Iran sanctions, explained

"Sanctions on Iran" covers dozens of separate programmes across multiple jurisdictions. The structure matters.

Categories

  • Nuclear-related. Pre-JCPOA UN, US, and EU sanctions targeting the nuclear programme. Partly lifted under JCPOA; largely restored after 2018.
  • Ballistic-missile and proliferation. Restrictions on missile-related technology transfer and entities involved in missile development.
  • Terrorism designations. US designations of the IRGC and individual leaders as Foreign Terrorist Organisations.
  • Human rights. Designations targeting specific officials and entities for human-rights violations.
  • Maritime and energy.

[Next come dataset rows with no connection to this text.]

PR #848, opened 2023-06-04
fix: context-menu not appearing

BlockListed:
# Fix context-menu not appearing [fix]
The body contains `oncontextmenu="return false"`, which, at least in all my test environments, causes all context menus to be blocked. This removes the ability to paste magnets on android (not sure about IOS).
The context-menu blocking is already handled by `blockContextMenu()` in `App.vue`, which handles TEXTAREAs etc. correctly, so this shouldn't break anything (according to my testing).

# PR Checklist

- [x] All Unit tests pass

### DIFF
--- a/index.html
+++ b/index.html
@@ -14,7 +14,7 @@
     <meta name="theme-color" content="#000" />
     <title>qBittorrent</title>
   </head>
-  <body oncontextmenu="return false">
+  <body>
     <noscript>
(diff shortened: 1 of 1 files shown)


Larsluph:
Awesome! It doesn't seem to break the actual block of context menu which is perfect 👌

Larsluph (approved):
Awesome! It doesn't seem to break the actual block of context menu which is perfect 👌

Restrictions on Iranian oil exports, on shipping companies that move Iranian crude, and on the financial channels that settle the trade.
  • Financial isolation. Disconnection from SWIFT (partial, contested) and from the US dollar system through the secondary-sanctions architecture.

Primary vs secondary sanctions

Primary sanctions restrict the sanctioning country's own citizens and companies from dealing with the target. Secondary sanctions extend the restriction to non-sanctioning countries by threatening loss of access to the US financial system. Secondary sanctions are the principal mechanism by which US sanctions exert pressure on third-country firms (Chinese refiners, Turkish banks, Gulf trading houses).

What sanctions can do

  • Raise the cost of business with the target.
  • Slow proliferation-sensitive technology transfer.
  • Create visible diplomatic pressure that strengthens negotiating leverage.

What they cannot do

  • Force regime change. The historical record is poor.
  • Stop evasion entirely. Workarounds (ship-to-ship transfers, front companies, alternative payment systems) are well-documented.
  • Avoid civilian impact. Restricted access to medicines, machinery, and food has accompanied every long-running sanctions programme.